Data records section start

PR #453, opened 2025-01-13
chore: Removed origin deposit

nnikolash:


packages/origin/origin.go
```diff
@@ -143,7 +137,7 @@ func InitChain(
 
 	// init the state of each core contract
 	root.NewStateWriter(root.Contract.StateSubrealm(d)).SetInitialState(v, contracts)
-	accounts.NewStateWriter(v, accounts.Contract.StateSubrealm(d)).SetInitialState(originDeposit, baseTokenCoinInfo)
+	accounts.NewStateWriter(v, accounts.Contract.StateSubrealm(d)).SetInitialState(0, baseTokenCoinInfo)
```
nnikolash: NOTE:
Initial state of common account is now always 0, no matter what was the actual balance.

packages/solo/solo.go
```diff
@@ -242,7 +242,7 @@ func (env *Solo) GetChainByName(name string) *Chain {
 }
 
 const (
-	DefaultCommonAccountBaseTokens   = 50 * isc.Million
+	DefaultGasCoinBalance            = 50 * isc.Million
```
nnikolash, line 245: NOTE:
Now common account is always 0 from the start, so no sense in defining its defaul value. However, the same value was also used for gas coin, and this is kept (but renamed).

packages/vm/core/evm/evmtest/evm_test.go
```diff
@@ -2116,7 +2116,7 @@ func TestEVMGasPriceMismatch(t *testing.T) {
 	} {
 		t.Run(v.name, func(t *testing.T) {
 			env := InitEVM(t)
-			env.Chain.DepositBaseTokensToL2(10*isc.Million, nil)
+			env.Chain.DepositBaseTokensToL2(50*isc.Million, nil)
```
nnikolash, line 2119: NOTE:
I've increased that value to fix the test, because before that was 50+10 = 60 (`DefaultCommonAccountBaseTokens` + manual deposit of 10 in test).

packages/isc/consts.go
```diff
@@ -9,4 +9,8 @@ const (
 
 // TODO Add the comprehensive top up calculation logic, then we can remvoe this constant
 
-const TopUpFeeMin = iotaclient.DefaultGasBudget * 5
+// This threshold defines the amount of funds, which must always be enough to cover
+// the gas costs of chain state transition for any number requests within supported range.
+const maxTotalGasCostForChainStateTransition = iotaclient.DefaultGasBudget * 5
+
+const GasCoinMinBalance = maxTotalGasCostForChainStateTransition
```
nnikolash: NOTE:
Renamed it, because that value is not a "top up fee min". Top-up is calculated as the difference between min balance of the gas coin and its actual balance. So this value is min balance of gas coin.

packages/isc/consts.go
```diff
@@ -9,4 +9,8 @@ const (
 
 // TODO Add the comprehensive top up calculation logic, then we can remvoe this constant
 
-const TopUpFeeMin = iotaclient.DefaultGasBudget * 5
+// This threshold defines the amount of funds, which must always be enough to cover
+// the gas costs of chain state transition for any number requests within supported range.
+const maxTotalGasCostForChainStateTransition = iotaclient.DefaultGasBudget * 5
```
howjmay, line 12: curious why we need this value. For sure it is a good thing to have it, but it seemingly havent been used in other places either?

packages/vm/core/testcore/base_test.go
```diff
@@ -26,26 +26,23 @@ func TestInitLoad(t *testing.T) {
...
-		originAmount,
-		cassets.BaseTokens())
-	require.EqualValues(t, 1, len(cassets.Coins))
-
 	t.Logf("common base tokens: %d", ch.L2CommonAccountBaseTokens())
-	require.True(t, cassets.BaseTokens() >= governance.DefaultMinBaseTokensOnCommonAccount)
+
+	cassets := ch.L2CommonAccountAssets()
+	require.EqualValues(t, 0, cassets.BaseTokens())
+	require.EqualValues(t, 0, len(cassets.Coins))
```
nnikolash, line 37: NOTE:
Changed it, because now  common account has no tokens from the start.

packages/isc/consts.go
nnikolash: This value is used as explanation of how `GasCoinMinBalance` is formed:
```
// This threshold defines the amount of funds, which must always be enough to cover
// the gas costs of chain state transition for any number requests within supported range.
const maxTotalGasCostForChainStateTransition = iotaclient.DefaultGasBudget * 5

const GasCoinMinBalance = maxTotalGasCostForChainStateTransition
```
Maybe in this case it is truly useless... But I wanted to avoid same situation we have now with `DefaultMinBaseTokensOnCommonAccount `. We see it exists, we see how it works, but we don't know why we need it 😄 
Because right now it is like this:
```
	// DefaultMinBaseTokensOnCommonAccount can't harvest the minimum
	DefaultMinBaseTokensOnCommonAccount = 3000
```
But image if that was done like:
```
const StorageDeposit  = 123
const MaxTotalTransactionGasCost = 456
const DefaultMinBaseTokensOnCommonAccount = StorageDeposit + MaxTotalStateTransitionGasCost
```

packages/isc/consts.go
```diff
@@ -9,4 +9,8 @@ const (
 
 // TODO Add the comprehensive top up calculation logic, then we can remvoe this constant
```
dessaya: Remove or update this comment?

packages/origin/origin.go
dessaya: Maybe remove the parameter if it is always 0?

dessaya (approved):

packages/isc/consts.go
nnikolash: Not sure what this comment is about - what logic would be "comprehensive". For now I'll leave it as a bookmark for later review of TODOs.

PR #454, opened 2025-01-14
fix: Add ConsensusGasPriceProposal() to interface

howjmay:


packages/chain/node_test.go
```diff
@@ -385,6 +386,13 @@ func (tnc *testNodeConn) WaitUntilInitiallySynced(ctx context.Context) error {
 	panic("should be unused in test")
 }
 
+func (tnc *testNodeConn) ConsensusGasPriceProposal(
+	ctx context.Context,
+	anchor *isc.StateAnchor,
+) <-chan cons_gr.NodeConnGasInfo {
+	panic("TODO")
```
kape1395: Can you return some default here, please? :)

kape1395 (changes requested):
Would be nice to have a default value instead of a panic in the test. I will get stuck on that place immediately :)

PR #457, opened 2025-01-16
Update docker to use the newest iota-tools+potential ARM image

lmoe:


packages/testutil/l1starter/local_node.go
```diff
@@ -41,9 +42,14 @@ func NewLocalIotaNode(iscPackageOwner iotasigner.Signer) *LocalIotaNode {
 func (in *LocalIotaNode) start(ctx context.Context) {
 	in.ctx = ctx
 
+	image := "linux/amd64"
```
nnikolash: I think its more of a "platform" instead of "image".

nnikolash (approved):

PR #458, opened 2025-01-16
Fix lint issues and context issues

lmoe:
# Description of change

Fixes all linter issues for wasp-cli


tools/wasp-cli/chain/metadata.go
```diff
@@ -155,8 +156,8 @@ func updateMetadata(node string, chainAliasName string, chainID isc.ChainID, wit
 
 	if useCliURL {
 		apiURL := config.WaspAPIURL(node)
-		chainPath, err := url.JoinPath(apiURL, "/v1/chains/", chainID.String())
-		log.Check(err)
+		chainPath, err2 := url.JoinPath(apiURL, "/v1/chains/", chainID.String())
+		log.Check(err2)
```
nnikolash, line 160: Just thinking out loud:
If this change is from linter, maybe that linter should be disabled or nolint used, because using `err2` is even more dangerous then shadowing - you could just return `err2` but check `err`. Hm, but maybe linter will also catch that.

tools/wasp-cli/cli/keychain/keychain_file.go
```diff
@@ -13,7 +13,10 @@ import (
 	"github.com/iotaledger/wasp/packages/cryptolib"
 )
 
-const fileName = "secrets.db"
+const (
+	fileName                   = "secrets.db"
+	filePermission os.FileMode = 0o777
```
nnikolash, line 18: Maybe it maks sense to do some more informational name or add comment

tools/wasp-cli/util/types.go
```diff
@@ -87,7 +88,7 @@ func ValueFromString(vtype, s string, chainID isc.ChainID) []byte {
 			log.Fatal("invalid nftid length")
 		}
 
-		var nid = [iotago.AddressLen]byte(nidBytes)
+		nid := [iotago.AddressLen]byte(nidBytes)
```
nnikolash, line 91: Maybe it makes sense to disable this lint also - for me it seems as too much of moderation.

nnikolash:
How did you come up to the idea of fixing contexts?
I see, that the actual context is still always `Background()`, so I assume there was some other purpose. E.g., satisfy linter or prepare code for external developers?

nnikolash (approved):

lmoe:
We should add proper timeouts to our CLI which is impossible if all the functions we call create their own context. I agree with the linter there, to pass a context from the start to all functions. For the rest, yeah that's debateable.. :D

Data records section end

What you need to do: Go through the records above and copy every line with the word "JoinPath".

Exercise response:
-		chainPath, err := url.JoinPath(apiURL, "/v1/chains/", chainID.String())
+		chainPath, err2 := url.JoinPath(apiURL, "/v1/chains/", chainID.String())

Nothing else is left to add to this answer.